The concentrations of metals in the water extracted from the sludge, which are crucial for soil contamination, ranged from less than 0.04 mg/L for Cd to less than 0.1 mg/L for Cr, 0.06 mg/L for Cu and 0.15 mg/L for Zn. On the basis of the criteria for acceptance of waste disposal in landfills (2003/33/EC), the concentration of Zn in the water extract at a liquid-to-soil ratio of 10 L/kg was lower than the permissible value for neutral waste, whereas the concentrations of Cu, Ni, Pb and Cd did not exceed the permissible values for hazardous waste.

5. Conclusions

Microwave disintegration is primarily based on the rapid, volumetric heating of sludge particles. This leads to the rupture of cell membranes and the release of intracellular components. Other phenomena, such as molecular polarization and electrical changes, also occur. After microwave disintegration, the total solids (TS) undergo only a minor change, while some of the solids dissolve, leading to an increase in the soluble organic fraction. The highest TS content was observed at a power of 360 W: 5.3% for 270 s, 5.4% for 300 s, and 5.5% for 720 W and 270 s. The organic compound content (VS) decreases. The greatest decrease in VS was obtained for the lowest power of 180 W, and the VS changed from 68% after 30 s to 68.4% after 300 s. Disintegration may slightly improve sludge dewaterability and sedimentation properties. However, in this type of sludge, microwave disintegration mainly deteriorates these properties. Nevertheless, similar to dewaterability, the effect depends on the microwave power used and the process duration.

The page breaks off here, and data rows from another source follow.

PR #449, opened 2021-03-15
docs(guidelines): add recommendations on state management for React

wincent:
This comes out of [liferay-frontend#874](https://github.com/liferay-frontend/liferay-portal/pull/874).

As discussed there, we want to make sure that people know how/when to use the new global state API, and a huge prerequisite for that is knowing when _not_ to use it, which in turn means knowing how to get the most out of React's built-in state management abstractions, which will continue to cover probably 95% of use cases.

### DIFF
--- a/guidelines/dxp/react_state_management.md
+++ b/guidelines/dxp/react_state_management.md
@@ -1,0 +1,258 @@
+# React state management
+
+State management is a complicated topic which we can't possibly hope to cover fully in a guidelines document like this, but this page provides three things to get you started:
+
+1. General principles for how to manage state in React.
+2. Guidelines on the use of Liferay's global state API, as provided by `@liferay/frontend-js-state-web`.
+3. Links to further reading.
+
+## General principles
+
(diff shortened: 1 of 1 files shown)


wincent:
Just a draft because I haven't finished writing it yet, and I need to switch tasks, so this is a sneak preview, and obviously open to suggestions as well.

jbalsas:
Looks great so far! As early feedback goes... could we identify some good examples in our own codebase to accompany some of the recommendations? 

just-sayin

wincent:
> could we identify some good examples in our own codebase

Now that could take a while... 😂

Just kidding. I am sure there are some good examples in there somewhere.

wincent:
Now that some other pieces are in place or almost merged, "finished" the doc, so taking it out of draft. Haven't linked to examples yet, but it probably makes sense to do that with some real usages of the new state API ported.

wincent:
Chatted with @jbalsas about this, kind of, because I couldn't remember if I'd merged it or not. So that counts as review, right? Going to merge.

bryceosterhaus:
Great docs for this!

A key research step is assessing the effects of the disintegration process by conducting leachability tests. This allows for the determination of potential environmental hazards and the suitability of water treatment sludge for land application. Both the sludge liquid and the water extracted from the sludge before and after the disintegration process were analyzed for metal content. The study revealed that the highest metal concentrations in sludge liquid were recorded for non-toxic Zn (0.09 mg/L). In water extracts from water treatment sludge before and after the disintegration process, the highest metal concentrations were recorded for zinc (0.15 mg/L). In both cases, the concentrations of Cu, Ni, Pb, Cd, and Cr were below detection limits or at negligible levels. This suggests that heavy metals are not leached from the sludge after microwave disintegration in concentrations that could pose a threat to the environment. This is an important aspect when using sludge for agricultural purposes or land reclamation.